In 2001, the Nets made key trades that brought in a younger roster as it was regarded as the lowest-scoring in the league. It also had the oldest bench roster, a problem that needed to be rectified. By the time the 2001-02 season was over, it appeared as if this was the case. It became the team’s best season since joining the NBA. It also became one of the most entertaining teams to watch in the sport.
Also, for the first time in franchise history as an NBA team that it won the Atlantic Division title as they defeated the Indiana Pacers. From there, it was earning its first Eastern Conference title after beating the Boston Celtics. For the first time in history, the New Jersey Nets were in the NBA finals. Unfortunately for the Nets, the Los Angeles Lakers won that series in a four-game sweep.

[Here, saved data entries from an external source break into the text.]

PR #217, opened 2026-07-15
Aw/metrics phase2

awille-ai:
## Summary
Enable production application metrics for `production/us-central1` using OTEL environment variables only.

This updates the production API service to export application metrics to the host-local collector at `http://10.0.0.3:4318` with a 15-second export interval. No telemetry-package production branching was added.

## What changed
- Set `OTEL_ENVIRONMENT=local.environment`
- Set `OTEL_EXPORTER_OTLP_ENDPOINT=http://10.0.0.3:4318`
- Set `OTEL_EXPORT_INTERVAL=15s`
- Set `OTEL_METRICS_ENABLED=true`
- Set `OTEL_SERVICE_NAME=sandbox-controlplane`

## Safety checks
- Application metrics stay bounded to existing low-cardinality labels.
- No sandbox, team, user, API key, request, URL, or raw-error identifiers are introduced as metric labels.
- The collector high-cardinality deletion processor remains unchanged.
- Existing tests for VMD `host_id` propagation and OTel datapoint attributes remain present.

## Validation
- `terraform fmt -recursive`
- `terraform init`
- `terraform validate`
- `terraform plan`
- `go test ./internal/telemetry -v`

## Production rollout checklist
- [ ] Use the `deploy-otel-collector` workflow with `environment=production` to start or repair the production collector on the existing VMD host.
- [ ] Confirm the collector workflow succeeded and the collector is listening on `4318`.
- [ ] Confirm collector health and zero exporter failures.
- [ ] Deploy the API revision.
- [ ] Verify these queries:
  - `db_pool_total_conns{environment="production"}`
  - `host_capacity_running_sandboxes{environment="production"}`
  - `sandbox_transition_total{environment="production"}`
  - `vmd_call_total{environment="production"}`
- [ ] Confirm staging metrics remain unaffected.
- [ ] Roll back by setting `OTEL_METRICS_ENABLED=false` if exporter behavior causes operational issues.

### DIFF
--- a/infra/dashboards/cloud-monitoring/sandbox-telemetry-fleet.json.tftpl
+++ b/infra/dashboards/cloud-monitoring/sandbox-telemetry-fleet.json.tftpl
@@ -217,7 +217,7 @@
             "dataSets": [
               {
                 "timeSeriesQuery": {
-                  "prometheusQuery": "clamp_min(sum(rate(sandbox_transition_total{environment=\"${environment}\",result=\"success\"}[30m])) or vector(0), 0) / clamp_min(sum(rate(sandbox_transition_total{environment=\"${environment}\"}[30m])), 1e-9)"
+                  "prometheusQuery": "(sum(rate(sandbox_transition_total{environment=\"${environment}\",result=\"success\"}[30m])) or vector(0)) / clamp_min(sum(rate(sandbox_transition_total{environment=\"${environment}\"}[30m])), 1e-9)"
                 },
                 "plotType": "LINE",
                 "targetAxis": "Y1",
--- a/infra/envs/production/us-central1/main.tf
+++ b/infra/envs/production/us-central1/main.tf
@@ -150,14 +150,19 @@ module "api" {
   image                 = "${local.region}-docker.pkg.dev/${local.project_id}/superserve/controlplane:replace-me"
 
   env = {
-    API_PORT               = "8080"
-    SUPABASE_URL           = var.supabase_url
-    SECRETS_SIGNING_KEY_ID = "v1"
-    VMD_GRPC_ADDRESS       = format("%s:50051", module.sandbox_host.internal_ip)
-    ALLOW_EPHEMERAL_SEED   = "0"
-    DB_MAX_CONNS           = "12"
-    EDGE_PROXY_DOMAIN      = "sandbox.superserve.ai"
-    KMS_KEY_RESOURCE       = "projects/rayai-prod/locations/us-central1/keyRings/superserve/cryptoKeys/credentials-kek"
+    API_PORT                    = "8080"
+    SUPABASE_URL                = var.supabase_url
+    SECRETS_SIGNING_KEY_ID      = "v1"
+    VMD_GRPC_ADDRESS            = format("%s:50051", module.sandbox_host.internal_ip)
+    ALLOW_EPHEMERAL_SEED        = "0"
+    DB_MAX_CONNS                = "12"
+    EDGE_PROXY_DOMAIN           = "sandbox.superserve.ai"
+    KMS_KEY_RESOURCE            = "projects/rayai-prod/locations/us-central1/keyRings/superserve/cryptoKeys/credentials-kek"
+    OTEL_ENVIRONMENT            = local.environment
+    OTEL_EXPORTER_OTLP_ENDPOINT = "http://${module.sandbox_host.internal_ip}:4318"
+    OTEL_EXPORT_INTERVAL        = "15s"
+    OTEL_METRICS_ENABLED        = "true"
+    OTEL_SERVICE_NAME           = "sandbox-controlplane"
   }
 
   secrets = {
--- a/.github/workflows/deploy-otel-collector.yml
+++ b/.github/workflows/deploy-otel-collector.yml
@@ -23,6 +23,7 @@ on:
 
 jobs:
   deploy-staging:
+    if: github.event_name == 'push' || github.event.inputs.environment == 'staging'
     runs-on: ubuntu-latest
     environment: staging
     permissions:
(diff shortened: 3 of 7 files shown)


awille-ai (commented):
Phase 2 itself is small and looks directionally correct: it enables the existing bounded OTEL configuration for production central and adds a config-loading test. I found two things to fix before treating this as the clean second PR in the stack:

1. The stack is currently out of sync. This PR targets `aw/metrics-fix`, but its recorded base and head have diverged, so GitHub is showing essentially all of Phase 1 again (dashboards, collector workflow, IAM, firewall, service-account changes, tests) instead of only the Phase 2 delta

awille-ai (commented):
I re-reviewed the current version. The Phase 2 goal (enabling production OTEL application metrics) looks right, but I have four concerns worth addressing:

- The production VM service account is still being changed to a new identity. That is a larger operational change than telemetry enablement and I would keep it in a separate least-privilege PR.
- `allow_stopping_for_update = true` allows Terraform to stop the production VMD host for updates. On a single-host production cell this is an outage-capable behavior change and should be introduced intentionally, not as part of Phase 2.
- The DB acquire latency dashboard now clamps the rate denominator to `1`, which under-reports latency whenever acquire rate is below 1/sec.
- The fleet success-ratio query has the same issue: clamping the denominator to `1` causes incorrect ratios at low traffic rates. A small epsilon (or explicit zero handling) preserves the correct ratio while avoiding divide-by-zero.

infra/dashboards/cloud-monitoring/sandbox-telemetry-fleet.json.tftpl
```diff
@@ -217,7 +217,7 @@
             "dataSets": [
               {
                 "timeSeriesQuery": {
-                  "prometheusQuery": "clamp_min(sum(rate(sandbox_transition_total{environment=\"${environment}\",result=\"success\"}[30m])) or vector(0), 0) / clamp_min(sum(rate(sandbox_transition_total{environment=\"${environment}\"}[30m])), 1e-9)"
+                  "prometheusQuery": "sum(rate(sandbox_transition_total{environment=\"${environment}\",result=\"success\"}[30m])) / clamp_min(sum(rate(sandbox_transition_total{environment=\"${environment}\"}[30m])), 1e-9)"
```
awille-ai: This now preserves the ratio correctly, but removing `or vector(0)` from the numerator creates a misleading all-failure edge case: when transitions exist but none have `result="success"`, Prometheus has no success series, so the whole expression returns no data instead of `0`. Please retain zero-filling for the numerator, e.g. `(sum(rate(...result="success"...)) or vector(0)) / clamp_min(sum(rate(...)), 1e-9)`, so a 0% success window is displayed as zero rather than a gap.

awille-ai (commented):
Re-reviewed the latest commit. The two major concerns from the prior pass are fixed: the production VM no longer changes service accounts or opts into being stopped, and the rate denominators are back to using an epsilon rather than `1`. The core Phase 2 change now looks appropriate. I found one remaining dashboard edge case worth fixing; otherwise this is in line with the intended Phase 2 rollout. The generic `allow_stopping_for_update` module plumbing is now inert because its default is false, though it is still unrelated cleanup that could be dropped to keep the PR narrower.

awille-ai (commented):
Re-reviewed the latest commit. The remaining PromQL issue is fixed: the success-rate numerator now preserves `or vector(0)`, so a window with transitions but zero successes renders as 0% instead of no data. I don't see any remaining correctness issues in the Phase 2 OTEL rollout itself.

The only non-blocking cleanup I still notice is the generic `allow_stopping_for_update` module plumbing. Because it defaults to `false` and production no longer enables it, it is inert and safe, but it is unrelated to this PR's stated scope and could be removed to keep the diff tighter. I would not block the Phase 2 rollout on that alone.

infra/envs/production/us-central1/main.tf
```diff
@@ -224,7 +236,9 @@ module "sandbox_host" {
   boot_disk_image       = "projects/ubuntu-os-cloud/global/images/family/ubuntu-2404-lts"
   can_ip_forward        = false
   on_host_maintenance   = "TERMINATE"
-  metadata              = {}
+  metadata = {
+    startup-script = local.otel_collector_bootstrap
+  }
```
awille-ai: This metadata change will be present for future boots, but Compute Engine does not automatically execute a newly-added `startup-script` on an instance that is already running. Terraform can update this metadata in place, so the production collector may remain absent until the VM is rebooted while the API starts exporting immediately. Please handle the initial rollout explicitly—for example, run the bootstrap through the deployment workflow/SSH and verify port 4318 before deploying the API, or plan a controlled restart. The PR checklist should make that ordering unambiguous.

awille-ai (commented):
Re-reviewed the latest commit. The new bootstrap closes the biggest deployment gap: production now has a Terraform-managed way to install and start the collector, and the API endpoint follows the actual host IP rather than assuming `10.0.0.3`.

I found one rollout-blocking issue for the existing production VM: adding or changing the Compute Engine `startup-script` metadata does not itself run the script on an already-running instance. Unless the apply also restarts/recreates the host, the collector will not be installed or started when this PR is applied, even though the API will immediately begin exporting to port 4318. Please add an explicit first-deployment mechanism or rollout step that executes the bootstrap on the existing host, and verify the collector is listening before enabling the API exporter. After that, the architecture looks consistent with the Phase 2 goal.

awille-ai (commented):
Re-reviewed the latest version. I think I found one blocking issue in the GitHub Actions workflow.

The production job is configured with `needs: [deploy-staging]`, but `deploy-staging` is skipped whenever the workflow is manually dispatched for `environment=production`. In GitHub Actions, a job whose dependency is skipped is itself skipped unless explicitly written to handle that case.

As a result, manually dispatching the workflow for production appears to skip the production deployment entirely.

I recommend either:
- removing the dependency for the production deployment, or
- restructuring the workflow so the production job does not depend on a job that is intentionally skipped.

Aside from that workflow issue, I think the rollout plan now makes sense. The PR body now explicitly calls out starting the collector before deploying the API, which addresses my previous concern.

meAmitPatil (approved):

The 2002-03 season saw a repeat but this time the Nets eliminated the Milwaukee Bucks for the Atlantic Division title, and then the Detroit Pistons for the Eastern Conference title. However, the San Antonio Spurs wouldn’t let the team from New Jersey proceed any further. The Nets were denied as champions for the second time in a row.
Also denied that year of winning a major team championship was the NHL’s New Jersey Devils. Like the Nets, this ice hockey team made it to the finals of their playoff series. However, also like the Nets, they failed to take home the big prize. The Anaheim Mighty Ducks took home the Stanley Cup instead.
Even though New Jersey didn’t get to see an NBA or NHL champion that year, it at least enjoyed the full length of postseason excitement instead of just a round or two. For the fans, this would be as good as it gets as the Nets didn’t do quite as well going into the 2003-04 season. At least this wasn’t the case at first.
Again, there was a coaching change as Byron Scott was fired and replaced by Lawrence Frank. As soon as Frank began to coach the Nets, it began to thrive again as a team. It was enough to win the Atlantic Division title for the third time. What made this one so special was it came at the expense of its top rival, the New York Knicks. However, that’s as far as the team was able to go. Its third Eastern Conference title was denied by the Detroit Pistons.
The 2004-05 season saw the New Jersey Nets undergo some key changes. At first, it looked as if these changes were for the worse. As head coach, Frank’s decision-making soon paid off as the team’s fortunes changed for the better as its star player, Jason Kidd, returned to the lineup from his injuries. They also had Vince Carter join the team in a trade that saw a handful of players go to the Toronto Raptors. It was hoped Kidd and Carter, along with Richard Jefferson. Unfortunately, Jefferson was the next player on the team to sustain injuries serious enough to keep him out for the rest of the regular season.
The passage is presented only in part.